The cases clearly show that more fuel-efficient technology can be subjected to higher penalties under IMO's Net Zero Framework - effectively undermining recent investments that technology providers, fuel producers and shipowners have made in solutions that offer lower emissions.

Emissions intensity vs emissions

This is a result of using emissions intensity—or total emissions divided by fuel consumption—rather than overall emissions as a basis for calculating penalties.  In the scenarios above, LNG used in low-pressure engines has a higher emissions intensity due to its higher methane slip.

If a solution that produces lower emissions can be said to have a higher emissions intensity than one producing higher emissions, this indicates a misalignment in the factors used in the calculation—higher methane slip should not deliver higher emissions intensity if overall GHG emissions are lower.

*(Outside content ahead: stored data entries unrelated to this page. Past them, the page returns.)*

PR #87, opened 2018-11-27
Cli uninstall

EItanya:


hack/install/supergloo.yaml
```diff
@@ -42,7 +42,7 @@ spec:
       containers:
       - name: supergloo
         image: soloio/supergloo:dev
-        imagePullPolicy: Always
```
rickducott: Oops, this shouldn't be committed...

rickducott:
Tested after rebasing and this works. Rough commands to make this work:
```
hack/install/recompile.sh
update supergloo.yaml so that image pull policy for supergloo is "IfNotPresent"
kubectl apply -f hack/install/supergloo.yaml
make install-cli
supergloo install -s -m istio -n istio-system
supergloo uninstall
kubectl logs supergloo-f6698dc58-chncd -n supergloo-system
supergloo install -s -m istio -n istio-system
```

note that recompile then applying the yaml to update the image pull policy, then deploying, is critical. supergloo init uses a different yaml file, with the image pull policy to `Always`. This means the result of recompile gets overwritten, and we're testing old code. Once the new code is in place, the uninstall command works as expected and install afterwards works too.

test/e2e/istio_e2e_test.go
```diff
@@ -199,7 +199,7 @@ var _ = Describe("Istio Install and Encryption E2E", func() {
 			return bookinfons
 		}
 
-		It("Should install istio and enable policy", func() {
```
rickducott: Oops

Issue #83, opened 2018-11-26
Istio install requires istio-system namespace


rickducott:
Repro: run istio_installer_test with a different namespace than istio-system, get the following error:

```
<*errors.withStack | 0xc00297a440>: {
          error: {
              cause: {
                  Code: 2,
                  Message: "release istio failed: namespaces \"istio-system\" not found",
                  Details: nil,
                  XXX_NoUnkeyedLiteral: {},
                  XXX_unrecognized: nil,
                  XXX_sizecache: 0,
              },
              msg: "Error installing helm chart",
          },
          stack: [0x22b2a99, 0x22b2482, 0x22b2283, 0x22b5532, 0x1fc855c, 0x1fc81cc, 0x1fc752f, 0x1fcedb6, 0x1fce5c7, 0x1fd41df, 0x1fd3ee8, 0x1fd350f, 0x1fd59bf, 0x1fd7c17, 0x1fd79a9, 0x22b1d53, 0x10fad7f, 0x105e051],
      }
      Error installing helm chart: rpc error: code = Unknown desc = release istio failed: namespaces "istio-system" not found
  not to have occurred
```

Issue #57, opened 2018-11-21
Istio encryption syncer needs to ensure default root cert is removed


rickducott:
Currently we write to cacerts, but need to make sure the default cert is being removed and cert rotation occurs. This should also be added to istio_e2e_test.go

rickducott:
Blocked on #100, should be quick fix once that is resolved.

PR #92, opened 2018-11-27
istio routing working e2e

ilackarms:
Signed-off-by: Scott Weiss <sdw35@cornell.edu>


test/e2e/istio_routing_e2e_test.go
```diff
@@ -1,91 +1,284 @@
...
 	"github.com/solo-io/supergloo/pkg/api/v1"
 	"github.com/solo-io/supergloo/pkg/setup"
+	"github.com/solo-io/supergloo/test/utils"
 )
 
-var _ = PDescribe("istio routing E2e", func() {
+var _ = Describe("istio routing E2e", func() {
+	var namespace, releaseName string
+	path := os.Getenv("HELM_CHART_PATH_ISTIO")
+	if path == "" {
```
rickducott: Can we just use the default (s3 chart) here?

rickducott:
updated the branch addressing my feedback, also removed the uninstall hook since it isn't used anymore. ran all the install tests and they are fine, and the CLI install/uninstall also works. need to get some PRs in other repos merged in before routing e2e works.

rickducott:
This PR should be good to merge in. The routing E2E passes consistently. It has been pulled into it's own suite because it has some assumptions that break other tests in the e2e suite. The installer tests all pass. The other e2e's are mostly good, though we'll continue to work on them as we fix known issues #97 #57 #83 etc... 

The e2e's utilizing discovery require access to a recent revision of a private solo repo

WinGD is investing heavily to reduce methane emissions, from 1.7% of gas consumption less than a decade ago to under 0.7% today, and in many applications (such as those in the scenarios above) offers lower total GHG emissions than high-pressure engines. But these advances are not recognised by a penalty scheme based on the current emissions intensity calculations.

Without accurate emissions intensity calculations, penalties based on actual emissions at the funnel would be a more representative solution. The fact that the current calculations for emissions intensity can lead to such results risks blocking investment in the future development and uptake low-emission technologies, rather than incentivising them.